# Rare photo



## Ross (Apr 25, 2007)

Not mine but a photographer up in Shetland this week and he captured an otter catching a "Tammie norie" aka puffin:thumb:


----------



## Derekh929 (Aug 28, 2011)

Brilliant pic, love it, just hope he did not kill it and feed it to seal or he may be in trouble, must have waited a long time to catch that on, thanks for posting Ross


----------



## djgregory (Apr 2, 2013)

Why would the otter get in trouble?


----------



## Gazjs (Nov 26, 2009)

djgregory said:


> Why would the otter get in trouble?


:lol::lol::lol:

Brilliant picture, wish I could take photos


----------



## Ross (Apr 25, 2007)

Apprently the guys wife heard a splashing in the water which turned out to be the puffin and before they knew it the otter had it.


----------



## R7KY D (Feb 16, 2010)

Great photo , Hope he doesn't try to digest that beak though


----------



## Ross (Apr 25, 2007)

djgregory said:


> Why would the otter get in trouble?


River police?


----------



## Maxtor (Feb 23, 2007)

A pretty epic shot! I think the eyes on the puffin speaks volumes.


----------



## Ross (Apr 25, 2007)

Poor puffin but those otters are pretty good hunters.


----------



## Buckweed (Aug 27, 2012)

I hear that the puffin was a right git.... Always taking the mick and calling the otter names.

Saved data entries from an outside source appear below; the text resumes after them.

PR #830, opened 2020-07-02
Make flake8 plugin use stdin

### LINKED ISSUE #743: Flake8 plugin does not check content of unsaved buffer
It seems like the way the plugin is written it uses the document.path in the flake8 argument to check for errors:

https://github.com/palantir/python-language-server/blob/f6df42cae186e5389e0332e9b8406bb24bd84d3e/pyls/plugins/flake8_lint.py#L42-L45

Where pycodestyle would actually use the document.lines instead:

https://github.com/palantir/python-language-server/blob/f6df42cae186e5389e0332e9b8406bb24bd84d3e/pyls/plugins/pycodestyle_lint.py#L33-L35

This seems wrong as the flake8 check would ignore the update to the current buffer and always check what is written to disk.  From the editor, you basically see all the signs/error lines to be incorrect.

For example, I'm using vim and use vim-lsp-settings, I have a configuration like:

```
    let g:lsp_settings['pyls'] = {
    \    'workspace_config': {'pyls': {'plugins': {
    \      'flake8': {'enabled': v:true,},
    \      'pycodestyle': {'enabled': v:false,},
    \      'pyflakes': {'enabled': v:false},
    \      'mccabe': {'enabled': v:false},
    \    }}}
    \  }
```

Say if you have a test.py file with this:
```
print(y)
```
Save the file and edit again, you'd see the line is flagged as error.

However, if you insert the line above it and add another print:

```
print(x)
print(y)
```
The result is that the error would still only appear on line 1 and NOT both lines since flake8 is run on the file saved on disk.  It does not pipe the buffer to it instead.

Flake8 can read from stdin so it should be possible to pipe the lines to the checker.  For instance:

```
cat test.py | flake8 -
```

### LINKED ISSUE #825: test "test_flake8_no_checked_file" failing on python 3.9
In trying to build pyls on Fedora rawhide (to be 33), I get the test failure below - 

```_________________________ test_flake8_no_checked_file __________________________
config = <pyls.config.config.Config object at 0xec7c6418>
    def test_flake8_no_checked_file(config):
        # A bad uri or a non-saved file may cause the flake8 linter to do nothing.
        # In this situtation, the linter will return an empty list.
    
        doc = Document('', DOC)
        diags = flake8_lint.pyls_lint(config, doc)
>       assert diags == []
E       assert [{'code': 'E9...ity': 2, ...}] == []
E         Left contains one more item: {'code': 'E902', 'message': "FileNotFoundError: [Errno 2] No such file or directory: ''", 'range': {'end': {'character': 10, 'line': -1}, 'start': {'character': 0, 'line': -1}}, 'severity': 2, ...}
E         Full diff:
E           [
E         -  ,
E         +  {'code': 'E902',
E         +   'message': "FileNotFoundError: [Errno 2] No such file or directory: ''",
E         +   'range': {'end': {'character': 10,...
E         
E         ...Full output truncated (7 lines hidden), use '-vv' to show
test/plugins/test_flake8_lint.py:37: AssertionError
```

Versions of dependencies are here - https://kojipkgs.fedoraproject.org//work/tasks/1161/46111161/root.log

I can provide other info as needed and/or test patches.

qbedard:
This resolves #743. It may also resolve #825, but I have not tested to be sure.

### DIFF
--- a/pyls/plugins/flake8_lint.py
+++ b/pyls/plugins/flake8_lint.py
@@ -43,12 +43,12 @@ def pyls_lint(workspace, document):
     # Call the flake8 utility then parse diagnostics from stdout
     flake8_executable = settings.get('executable', 'flake8')
 
-    args = build_args(opts, document.path)
-    output = run_flake8(flake8_executable, args)
+    args = build_args(opts)
+    output = run_flake8(flake8_executable, args, document)
     return parse_stdout(document, output)
 
 
-def run_flake8(flake8_executable, args):
+def run_flake8(flake8_executable, args, document):
     """Run flake8 with the provided arguments, logs errors
     from stderr if any.
     """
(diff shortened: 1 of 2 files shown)


palantirtech:
Thanks for your interest in [palantir/python-language-server](https://github.com/palantir/python-language-server), @timbedard! Before we can accept your pull request, you need to sign our contributor license agreement - just visit https://cla.palantir.com/ and follow the instructions. Once you sign, I'll automatically update this pull request.

ccordoba12 (approved):
Thanks for your help @timbedard! Looks good to me.

qbedard:
Happy to do what I can. 😁

PR #418, opened 2018-09-09
Pass document path to plugin settings

gatesn:
Fixes #413

PR #845, opened 2020-08-22
Specify relevant document path when retrieving some plugin settings

mnauw:
... particularly those that are extracted from configuration files
relative to document location

See also PR #418


ccordoba12 (commented):
Thanks for your contribution @mnauw! This looks good to me, but please apply your changes also to the Mccabe and Pydocstyle linters.

mnauw:
As suggested, the changes have also been applied to the Mccabe and Pydocstyle linters (and rebased on current `develop`).

ccordoba12 (approved):
Looks good to me, thanks @mnauw!

PR #846, opened 2020-08-25
Correct method and attribute detection on document/symbols call

andfoy:
This PR corrects the types of methods and attributes, which were marked as functions and variables by Jedi, respectively


ccordoba12 (approved):
Thanks @andfoy, great improvement!

PR #842, opened 2020-08-12
Update ujson dependency

steff456:
This PR updated the ujson dependency.

Fixes #857 
Fixes #802

PR #859, opened 2020-09-10
Pinned `python-jsonrpc-server` to < 0.4

zerocewl:
Pinned `python-jsonrpc-server` to < 0.4 to avoid ujson error

### DIFF
--- a/setup.py
+++ b/setup.py
@@ -36,7 +36,7 @@ setup(
         'future>=0.14.0; python_version<"3"',
         'backports.functools_lru_cache; python_version<"3.2"',
         'jedi>=0.17.0,<0.18.0',
-        'python-jsonrpc-server>=0.3.2',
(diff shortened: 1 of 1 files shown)


setup.py
```diff
@@ -36,7 +36,7 @@
         'future>=0.14.0; python_version<"3"',
         'backports.functools_lru_cache; python_version<"3.2"',
         'jedi>=0.17.0,<0.18.0',
-        'python-jsonrpc-server>=0.3.2',
+        'python-jsonrpc-server>=0.3.2,<0.4',
```
phijor, line 39: Why not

He brought it on himself .


----------



## svended (Oct 7, 2011)

Buckweed said:


> I hear that the puffin was a right git.... Always taking the mick and calling the otter names. He brought it on himself .


The Puffin was just blowing off some steam and meant no malice, the other guy should of just turned the Otter cheek to it.


----------